[[ RECORDS SUPPLIED open ]]

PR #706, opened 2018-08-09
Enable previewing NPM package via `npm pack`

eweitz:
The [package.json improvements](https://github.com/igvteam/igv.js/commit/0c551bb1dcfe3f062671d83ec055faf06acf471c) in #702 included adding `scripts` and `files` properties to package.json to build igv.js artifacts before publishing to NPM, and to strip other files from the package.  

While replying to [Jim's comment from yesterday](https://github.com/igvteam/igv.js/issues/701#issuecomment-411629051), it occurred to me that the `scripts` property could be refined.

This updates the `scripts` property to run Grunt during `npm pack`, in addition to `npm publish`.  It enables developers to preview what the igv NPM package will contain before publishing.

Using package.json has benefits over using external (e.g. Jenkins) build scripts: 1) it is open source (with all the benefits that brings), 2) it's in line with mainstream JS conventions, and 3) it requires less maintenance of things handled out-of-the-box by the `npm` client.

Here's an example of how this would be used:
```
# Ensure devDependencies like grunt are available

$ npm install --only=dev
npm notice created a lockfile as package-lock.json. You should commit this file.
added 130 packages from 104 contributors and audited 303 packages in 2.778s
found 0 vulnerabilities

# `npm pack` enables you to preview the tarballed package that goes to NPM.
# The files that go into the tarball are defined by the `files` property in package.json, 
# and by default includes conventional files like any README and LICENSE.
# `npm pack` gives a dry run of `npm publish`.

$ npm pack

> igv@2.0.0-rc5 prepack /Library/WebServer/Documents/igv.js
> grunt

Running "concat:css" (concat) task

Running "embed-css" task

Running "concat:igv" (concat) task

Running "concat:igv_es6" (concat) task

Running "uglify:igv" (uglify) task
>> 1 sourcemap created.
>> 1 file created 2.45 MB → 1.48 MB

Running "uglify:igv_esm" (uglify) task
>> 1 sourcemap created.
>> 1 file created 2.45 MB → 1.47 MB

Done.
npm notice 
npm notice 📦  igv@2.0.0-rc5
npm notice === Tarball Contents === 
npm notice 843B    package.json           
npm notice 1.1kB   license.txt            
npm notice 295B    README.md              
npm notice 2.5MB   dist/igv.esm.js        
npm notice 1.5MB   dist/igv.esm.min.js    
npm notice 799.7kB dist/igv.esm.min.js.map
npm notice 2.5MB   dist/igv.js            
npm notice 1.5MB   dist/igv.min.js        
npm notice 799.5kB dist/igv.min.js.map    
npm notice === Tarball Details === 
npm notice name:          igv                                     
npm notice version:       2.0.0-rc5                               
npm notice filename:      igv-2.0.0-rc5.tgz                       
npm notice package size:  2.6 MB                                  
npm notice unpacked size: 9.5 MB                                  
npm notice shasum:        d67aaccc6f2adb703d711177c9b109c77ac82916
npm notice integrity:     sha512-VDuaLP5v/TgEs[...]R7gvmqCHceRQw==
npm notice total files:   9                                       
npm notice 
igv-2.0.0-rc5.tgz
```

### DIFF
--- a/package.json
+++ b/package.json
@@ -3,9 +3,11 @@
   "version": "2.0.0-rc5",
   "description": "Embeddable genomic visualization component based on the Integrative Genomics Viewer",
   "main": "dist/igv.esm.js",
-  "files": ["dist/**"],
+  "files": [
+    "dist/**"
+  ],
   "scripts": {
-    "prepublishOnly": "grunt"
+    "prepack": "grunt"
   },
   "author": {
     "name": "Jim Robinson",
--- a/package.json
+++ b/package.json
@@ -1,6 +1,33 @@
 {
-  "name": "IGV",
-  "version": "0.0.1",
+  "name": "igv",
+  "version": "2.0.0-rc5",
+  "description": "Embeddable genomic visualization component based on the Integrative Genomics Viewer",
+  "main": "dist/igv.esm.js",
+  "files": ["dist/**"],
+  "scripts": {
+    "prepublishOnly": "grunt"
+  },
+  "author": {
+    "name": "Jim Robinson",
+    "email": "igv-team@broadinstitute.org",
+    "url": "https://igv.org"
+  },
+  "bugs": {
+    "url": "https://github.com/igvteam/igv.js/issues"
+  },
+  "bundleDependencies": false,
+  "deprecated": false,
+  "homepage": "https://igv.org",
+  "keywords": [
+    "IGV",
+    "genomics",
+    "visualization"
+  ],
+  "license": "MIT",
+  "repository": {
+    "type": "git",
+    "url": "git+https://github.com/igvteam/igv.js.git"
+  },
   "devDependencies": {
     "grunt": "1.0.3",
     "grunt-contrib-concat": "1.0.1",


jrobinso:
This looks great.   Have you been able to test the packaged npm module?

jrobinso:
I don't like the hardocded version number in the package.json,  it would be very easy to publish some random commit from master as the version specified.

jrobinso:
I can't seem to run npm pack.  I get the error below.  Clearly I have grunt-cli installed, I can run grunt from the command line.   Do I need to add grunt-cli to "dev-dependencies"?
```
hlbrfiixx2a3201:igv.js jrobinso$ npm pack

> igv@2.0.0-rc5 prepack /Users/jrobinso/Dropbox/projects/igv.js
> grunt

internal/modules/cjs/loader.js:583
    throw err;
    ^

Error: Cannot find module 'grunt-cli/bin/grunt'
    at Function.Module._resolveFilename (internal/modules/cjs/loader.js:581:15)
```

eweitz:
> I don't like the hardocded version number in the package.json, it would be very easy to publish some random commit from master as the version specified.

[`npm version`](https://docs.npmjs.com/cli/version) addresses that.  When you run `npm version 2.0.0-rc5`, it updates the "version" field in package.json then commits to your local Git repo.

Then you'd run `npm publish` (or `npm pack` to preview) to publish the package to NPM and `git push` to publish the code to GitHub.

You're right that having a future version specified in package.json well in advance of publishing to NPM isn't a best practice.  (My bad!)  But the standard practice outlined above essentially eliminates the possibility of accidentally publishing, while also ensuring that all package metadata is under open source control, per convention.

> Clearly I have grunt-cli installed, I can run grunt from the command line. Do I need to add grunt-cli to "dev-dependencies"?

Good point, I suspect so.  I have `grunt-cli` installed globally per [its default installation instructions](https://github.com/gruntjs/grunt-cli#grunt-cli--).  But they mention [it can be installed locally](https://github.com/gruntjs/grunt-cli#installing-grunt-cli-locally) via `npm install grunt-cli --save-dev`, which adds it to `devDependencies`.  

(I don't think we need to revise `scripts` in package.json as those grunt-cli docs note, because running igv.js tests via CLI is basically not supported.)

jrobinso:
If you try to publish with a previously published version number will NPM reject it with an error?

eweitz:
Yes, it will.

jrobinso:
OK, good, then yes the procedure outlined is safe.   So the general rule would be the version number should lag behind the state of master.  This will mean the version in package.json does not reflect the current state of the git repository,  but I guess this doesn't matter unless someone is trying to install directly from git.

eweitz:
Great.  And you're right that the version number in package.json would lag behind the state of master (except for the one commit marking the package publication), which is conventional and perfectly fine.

[[ RECORDS SUPPLIED closed ]]
[[ RECORDS SUPPLIED open ]]

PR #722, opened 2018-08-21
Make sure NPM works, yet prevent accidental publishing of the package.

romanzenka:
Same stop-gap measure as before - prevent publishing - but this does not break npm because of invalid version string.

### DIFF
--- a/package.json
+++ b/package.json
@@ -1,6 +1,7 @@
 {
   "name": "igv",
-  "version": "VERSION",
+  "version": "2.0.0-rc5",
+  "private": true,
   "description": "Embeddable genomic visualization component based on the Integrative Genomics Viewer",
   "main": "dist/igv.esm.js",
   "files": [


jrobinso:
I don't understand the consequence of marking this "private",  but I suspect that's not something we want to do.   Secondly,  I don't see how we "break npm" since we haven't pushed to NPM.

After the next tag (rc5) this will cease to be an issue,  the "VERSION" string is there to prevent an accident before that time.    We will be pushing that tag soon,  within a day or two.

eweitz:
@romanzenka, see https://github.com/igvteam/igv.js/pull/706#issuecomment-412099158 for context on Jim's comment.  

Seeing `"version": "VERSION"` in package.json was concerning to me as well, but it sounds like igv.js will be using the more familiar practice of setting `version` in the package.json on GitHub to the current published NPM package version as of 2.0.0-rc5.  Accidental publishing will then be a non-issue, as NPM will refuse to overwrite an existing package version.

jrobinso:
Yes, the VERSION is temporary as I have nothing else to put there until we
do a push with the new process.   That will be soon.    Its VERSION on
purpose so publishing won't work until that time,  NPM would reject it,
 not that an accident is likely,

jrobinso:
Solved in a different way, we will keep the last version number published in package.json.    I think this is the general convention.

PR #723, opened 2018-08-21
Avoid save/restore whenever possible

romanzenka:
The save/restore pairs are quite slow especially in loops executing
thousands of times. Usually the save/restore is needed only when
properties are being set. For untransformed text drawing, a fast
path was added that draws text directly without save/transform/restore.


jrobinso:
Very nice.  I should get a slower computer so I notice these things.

[[ RECORDS SUPPLIED closed ]]

= TASK ITEM =
Every line in the listing that holds "random" belongs in the answer.

= RESPONSE =
I don't like the hardocded version number in the package.json,  it would be very easy to publish some random commit from master as the version specified.
> I don't like the hardocded version number in the package.json, it would be very easy to publish some random commit from master as the version specified.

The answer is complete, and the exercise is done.